[Stored data entries]
□ □ □

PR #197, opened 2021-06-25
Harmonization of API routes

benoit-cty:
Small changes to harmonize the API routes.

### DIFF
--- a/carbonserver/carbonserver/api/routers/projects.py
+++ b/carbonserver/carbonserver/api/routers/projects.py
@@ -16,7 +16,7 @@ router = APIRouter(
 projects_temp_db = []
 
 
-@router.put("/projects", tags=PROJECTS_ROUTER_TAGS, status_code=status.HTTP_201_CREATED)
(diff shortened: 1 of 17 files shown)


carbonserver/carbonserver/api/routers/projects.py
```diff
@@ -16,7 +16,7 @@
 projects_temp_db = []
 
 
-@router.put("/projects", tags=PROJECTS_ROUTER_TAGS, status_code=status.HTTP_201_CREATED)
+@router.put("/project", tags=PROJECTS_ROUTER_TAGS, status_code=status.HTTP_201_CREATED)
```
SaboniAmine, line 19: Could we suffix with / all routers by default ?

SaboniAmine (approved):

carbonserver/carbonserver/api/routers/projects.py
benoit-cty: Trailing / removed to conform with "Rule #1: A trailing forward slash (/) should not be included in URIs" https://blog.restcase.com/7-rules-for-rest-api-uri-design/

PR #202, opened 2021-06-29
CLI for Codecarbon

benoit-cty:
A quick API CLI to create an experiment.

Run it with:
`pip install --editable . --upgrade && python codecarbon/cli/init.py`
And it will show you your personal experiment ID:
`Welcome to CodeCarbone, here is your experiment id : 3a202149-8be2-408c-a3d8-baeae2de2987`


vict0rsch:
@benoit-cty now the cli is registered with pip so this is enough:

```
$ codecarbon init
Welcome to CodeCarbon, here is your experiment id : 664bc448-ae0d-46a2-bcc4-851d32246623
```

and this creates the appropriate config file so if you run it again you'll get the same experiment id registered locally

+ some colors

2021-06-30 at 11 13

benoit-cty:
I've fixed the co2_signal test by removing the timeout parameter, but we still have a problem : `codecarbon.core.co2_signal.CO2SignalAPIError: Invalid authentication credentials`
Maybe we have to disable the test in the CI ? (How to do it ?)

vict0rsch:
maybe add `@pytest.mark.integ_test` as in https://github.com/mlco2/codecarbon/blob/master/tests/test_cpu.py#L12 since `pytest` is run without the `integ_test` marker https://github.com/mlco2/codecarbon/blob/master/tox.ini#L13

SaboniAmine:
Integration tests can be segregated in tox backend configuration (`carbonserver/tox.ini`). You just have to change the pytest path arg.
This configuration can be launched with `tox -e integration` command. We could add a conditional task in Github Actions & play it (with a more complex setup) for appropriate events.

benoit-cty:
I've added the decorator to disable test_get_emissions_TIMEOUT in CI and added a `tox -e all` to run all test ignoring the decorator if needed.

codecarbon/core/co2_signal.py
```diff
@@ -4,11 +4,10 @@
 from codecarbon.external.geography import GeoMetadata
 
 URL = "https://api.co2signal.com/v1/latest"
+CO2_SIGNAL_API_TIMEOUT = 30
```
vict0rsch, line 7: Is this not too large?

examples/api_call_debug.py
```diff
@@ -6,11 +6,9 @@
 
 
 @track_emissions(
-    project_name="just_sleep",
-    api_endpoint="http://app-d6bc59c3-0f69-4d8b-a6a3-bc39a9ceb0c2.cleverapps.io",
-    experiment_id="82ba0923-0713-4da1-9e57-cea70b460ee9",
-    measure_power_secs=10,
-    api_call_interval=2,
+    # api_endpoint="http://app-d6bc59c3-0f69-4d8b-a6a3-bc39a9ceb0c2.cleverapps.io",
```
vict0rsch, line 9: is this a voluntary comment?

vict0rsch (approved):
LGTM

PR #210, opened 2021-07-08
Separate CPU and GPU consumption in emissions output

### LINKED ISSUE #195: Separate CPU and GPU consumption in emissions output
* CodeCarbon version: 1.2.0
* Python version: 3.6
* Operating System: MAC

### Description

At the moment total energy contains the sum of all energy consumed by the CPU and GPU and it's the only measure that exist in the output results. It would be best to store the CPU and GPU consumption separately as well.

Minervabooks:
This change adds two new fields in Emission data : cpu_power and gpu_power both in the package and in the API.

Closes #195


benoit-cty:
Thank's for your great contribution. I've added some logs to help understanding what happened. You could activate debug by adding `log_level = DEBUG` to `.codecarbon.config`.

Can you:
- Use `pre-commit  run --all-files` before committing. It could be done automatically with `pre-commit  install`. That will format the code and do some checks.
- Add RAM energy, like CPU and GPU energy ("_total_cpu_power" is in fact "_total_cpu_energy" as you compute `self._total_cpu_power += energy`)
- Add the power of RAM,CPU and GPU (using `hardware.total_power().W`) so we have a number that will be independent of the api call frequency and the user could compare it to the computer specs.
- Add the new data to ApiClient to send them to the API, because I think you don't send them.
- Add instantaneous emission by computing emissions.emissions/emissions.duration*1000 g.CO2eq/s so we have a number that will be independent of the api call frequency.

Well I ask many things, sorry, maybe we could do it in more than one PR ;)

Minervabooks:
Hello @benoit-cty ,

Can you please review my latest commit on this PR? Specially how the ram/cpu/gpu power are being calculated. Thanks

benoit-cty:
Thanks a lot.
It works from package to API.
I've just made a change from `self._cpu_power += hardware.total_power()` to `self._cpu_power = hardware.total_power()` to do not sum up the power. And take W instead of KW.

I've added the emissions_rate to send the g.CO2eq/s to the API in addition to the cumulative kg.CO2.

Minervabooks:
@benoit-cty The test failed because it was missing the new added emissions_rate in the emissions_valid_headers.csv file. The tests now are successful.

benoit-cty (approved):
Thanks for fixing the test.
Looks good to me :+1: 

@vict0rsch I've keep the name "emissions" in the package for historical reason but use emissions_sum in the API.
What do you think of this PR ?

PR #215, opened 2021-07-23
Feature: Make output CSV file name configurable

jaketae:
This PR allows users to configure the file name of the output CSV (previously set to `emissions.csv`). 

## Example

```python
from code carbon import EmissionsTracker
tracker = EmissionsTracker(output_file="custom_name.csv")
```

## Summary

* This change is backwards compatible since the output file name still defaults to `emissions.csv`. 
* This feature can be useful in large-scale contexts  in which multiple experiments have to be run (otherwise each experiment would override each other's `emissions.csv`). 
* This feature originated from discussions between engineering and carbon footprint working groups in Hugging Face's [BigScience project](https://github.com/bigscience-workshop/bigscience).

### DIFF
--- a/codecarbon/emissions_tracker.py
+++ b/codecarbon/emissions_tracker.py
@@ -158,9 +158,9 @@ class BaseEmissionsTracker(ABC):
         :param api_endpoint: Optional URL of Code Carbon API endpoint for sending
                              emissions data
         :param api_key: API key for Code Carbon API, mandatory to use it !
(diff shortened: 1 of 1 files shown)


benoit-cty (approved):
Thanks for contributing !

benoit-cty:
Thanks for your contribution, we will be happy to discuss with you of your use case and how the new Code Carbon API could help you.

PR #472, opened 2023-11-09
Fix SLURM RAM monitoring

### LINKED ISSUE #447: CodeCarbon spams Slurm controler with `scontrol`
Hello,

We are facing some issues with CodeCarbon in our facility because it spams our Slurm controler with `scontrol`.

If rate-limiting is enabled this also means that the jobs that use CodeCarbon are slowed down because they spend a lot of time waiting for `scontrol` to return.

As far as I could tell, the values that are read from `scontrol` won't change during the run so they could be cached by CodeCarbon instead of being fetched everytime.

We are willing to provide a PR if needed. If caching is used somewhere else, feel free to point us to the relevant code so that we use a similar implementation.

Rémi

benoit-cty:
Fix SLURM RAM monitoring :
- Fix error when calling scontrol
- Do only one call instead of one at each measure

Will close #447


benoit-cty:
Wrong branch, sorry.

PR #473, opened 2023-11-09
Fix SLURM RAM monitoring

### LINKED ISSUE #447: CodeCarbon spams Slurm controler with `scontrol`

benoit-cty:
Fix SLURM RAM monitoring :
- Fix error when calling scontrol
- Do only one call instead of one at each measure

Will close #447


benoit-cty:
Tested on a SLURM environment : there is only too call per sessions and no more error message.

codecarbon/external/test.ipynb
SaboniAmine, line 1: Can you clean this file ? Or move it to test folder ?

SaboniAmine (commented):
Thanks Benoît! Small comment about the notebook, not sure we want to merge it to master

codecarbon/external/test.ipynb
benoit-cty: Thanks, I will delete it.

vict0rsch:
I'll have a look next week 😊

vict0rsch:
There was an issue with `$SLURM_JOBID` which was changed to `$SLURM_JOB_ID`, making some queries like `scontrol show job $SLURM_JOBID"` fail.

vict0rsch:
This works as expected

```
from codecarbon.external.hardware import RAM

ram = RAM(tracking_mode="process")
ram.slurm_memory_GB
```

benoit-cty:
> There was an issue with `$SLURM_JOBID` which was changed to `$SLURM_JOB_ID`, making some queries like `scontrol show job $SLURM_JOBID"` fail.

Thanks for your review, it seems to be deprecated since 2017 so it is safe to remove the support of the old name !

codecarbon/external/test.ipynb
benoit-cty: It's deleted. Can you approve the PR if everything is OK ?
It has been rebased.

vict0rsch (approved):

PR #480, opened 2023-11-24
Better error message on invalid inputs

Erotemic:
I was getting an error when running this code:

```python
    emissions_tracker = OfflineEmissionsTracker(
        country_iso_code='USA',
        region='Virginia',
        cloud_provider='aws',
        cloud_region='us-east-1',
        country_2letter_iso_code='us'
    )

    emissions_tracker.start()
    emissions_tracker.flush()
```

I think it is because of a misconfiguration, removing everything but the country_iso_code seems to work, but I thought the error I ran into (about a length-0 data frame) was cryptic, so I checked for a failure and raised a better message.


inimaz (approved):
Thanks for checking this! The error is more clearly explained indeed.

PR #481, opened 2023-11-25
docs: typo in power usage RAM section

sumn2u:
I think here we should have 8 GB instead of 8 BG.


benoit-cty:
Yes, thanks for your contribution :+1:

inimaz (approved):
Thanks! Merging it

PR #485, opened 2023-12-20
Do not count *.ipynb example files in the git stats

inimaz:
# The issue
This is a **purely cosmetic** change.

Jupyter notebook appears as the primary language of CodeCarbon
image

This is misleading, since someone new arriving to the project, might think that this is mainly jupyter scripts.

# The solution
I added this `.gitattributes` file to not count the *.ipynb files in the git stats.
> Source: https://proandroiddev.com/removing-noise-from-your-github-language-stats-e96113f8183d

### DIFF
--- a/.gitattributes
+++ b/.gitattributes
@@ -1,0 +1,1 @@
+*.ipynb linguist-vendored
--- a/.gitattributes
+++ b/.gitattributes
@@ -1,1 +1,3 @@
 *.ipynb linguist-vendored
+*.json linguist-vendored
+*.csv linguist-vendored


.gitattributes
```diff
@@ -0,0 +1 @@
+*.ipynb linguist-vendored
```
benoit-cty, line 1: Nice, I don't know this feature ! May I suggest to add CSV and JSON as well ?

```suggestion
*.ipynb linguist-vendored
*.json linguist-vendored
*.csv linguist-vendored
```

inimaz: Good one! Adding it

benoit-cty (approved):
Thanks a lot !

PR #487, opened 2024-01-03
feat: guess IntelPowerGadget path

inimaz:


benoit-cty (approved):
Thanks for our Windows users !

□ □ □

Work to complete:
Looking at the entries above, copy out every line in which "master" occurs.

Completed exercise:
maybe add `@pytest.mark.integ_test` as in https://github.com/mlco2/codecarbon/blob/master/tests/test_cpu.py#L12 since `pytest` is run without the `integ_test` marker https://github.com/mlco2/codecarbon/blob/master/tox.ini#L13
Thanks Benoît! Small comment about the notebook, not sure we want to merge it to master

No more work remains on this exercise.